Time is a finite resource. What is the most economical way to spend it?
Watching The Shawshank Redemption is probably more economical than reading
Facebook memes. And similarly, there are hundreds of other things you could do
at any given moment with more entertainment value than Facebook.

Now, you could say, "facebook is not entertaining, but is useful". I do not
find Facebook useful. If you're interested in networking benefits, there's
LinkedIn and email[1]. If there is no answer you can give to the question "Why
are you on Facebook?", then you should probably not use it (I'm assuming it
has a very low entertainment value for you, which may or may not be true).

"because everyone else is on it".. is not a good enough answer for me.
Therefore, I deleted my account completely.

[1] EDIT: and instant messaging.

------
tuscarok
Jealousy, for the most part.

Now that I've stopped using it I find that I'm in a better, more stable mood
throughout the day.
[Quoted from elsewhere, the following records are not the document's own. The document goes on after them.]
PR #1595, opened 2025-07-17
feat: added custom date range option

irfanuddinahmad:
# For all changes


src/components/AdvanceAnalyticsV2.0/AnalyticsFilters.jsx
```diff
@@ -29,14 +29,17 @@ const AnalyticsFilters = ({
   const intl = useIntl();
   const [collapsed, setCollapsed] = useState(false);
   const isProgressOrOutcomesTab = activeTab === 'progress' || activeTab === 'outcomes';
+  const [dateRangeValue, setDateRangeValue] = useState(DATE_RANGE.LAST_90_DAYS);
```
mahamakifdar19, line 32: Since we're using a context provider to persist filter values across all tabs, it's recommended to define `setDateRangeValue` in the `AnalyticsPage` component and also set the default value (90 days) there. The method should then be passed down as a prop, similar to how `setStartDate` and other handlers are handled.

src/components/AdvanceAnalyticsV2.0/AnalyticsFilters.jsx
```diff
@@ -48,6 +51,24 @@ const AnalyticsFilters = ({
...
+    setStartDate(selectedDate);
+    setDateRangeValue(DATE_RANGE.CUSTOM);
+  };
+
+  const handleEndDateChange = (selectedDate) => {
+    setEndDate(selectedDate);
+    setDateRangeValue(DATE_RANGE.CUSTOM);
+  };
+
+  const getInitialStartDate = () => {
```
mahamakifdar19, line 64: Consider turning it into a reusable utility method

src/components/AdvanceAnalyticsV2.0/AnalyticsFilters.jsx
mahamakifdar19, line 32: `dateRangeValue` should be passed down as a prop, following the same pattern as granularity and calculation.

src/components/AdvanceAnalyticsV2.0/AnalyticsFilters.jsx
```diff
@@ -132,9 +161,9 @@ const AnalyticsFilters = ({
                 <Form.Control
                   controlClassName="font-weight-normal analytics-filter-form-controls rounded-0"
                   type="date"
-                  value={startDate || data?.minEnrollmentDate || ''}
+                  value={startDate || getInitialStartDate() || data?.minEnrollmentDate || ''}
```
mahamakifdar19, line 164: I don't think `data?.minEnrollmentDate` is needed here anymore since we now have a default startDate which is last 90 days.

Also, both s`tartDate` and `endDate` need to be updated across all relevant charts and tables. By “everywhere,” I’m referring to components where we're currently using `data?.minEnrollmentDate` as the default start date — for things like CSV downloads and other data displays. Those instances will need to be updated as well to reflect to new default start date (Last 90 days)

References:
- https://github.com/openedx/frontend-app-admin-portal/blob/02c09435d4a8348fa70bbdc2d460842540c5adc0/src/components/AdvanceAnalyticsV2.0/tabs/Engagements.jsx#L169

- https://github.com/openedx/frontend-app-admin-portal/blob/02c09435d4a8348fa70bbdc2d460842540c5adc0/src/components/AdvanceAnalyticsV2.0/tabs/Engagements.jsx#L204

src/components/AdvanceAnalyticsV2.0/AnalyticsFilters.jsx
irfanuddinahmad: No need to pass setDateRangeValue as a prop, since its function is to use the setStartDate and setEndDate props.

irfanuddinahmad: No need.

mahamakifdar19: @irfanuddinahmad Did you get a chance to test it locally? The date range filter value doesn’t persist when switching tabs.

mahamakifdar19 (commented):
LGTM!

mahamakifdar19 (approved):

Not being reminded of my inferiority means I find I can
concentrate better on self-improvement i.e. the things I should be doing if I
want to be as successful as these people I'm so jealous of.

------
kazinator
Never joined.

Facebook has too much central control.

Social networking should be based on a decentralized system of independent
nodes such that no single authority owns the whole damn thing and makes
everyone obey their rules, and has everyone's personal info. (And all
protocols documented, and implementations open-sourced, needless to say).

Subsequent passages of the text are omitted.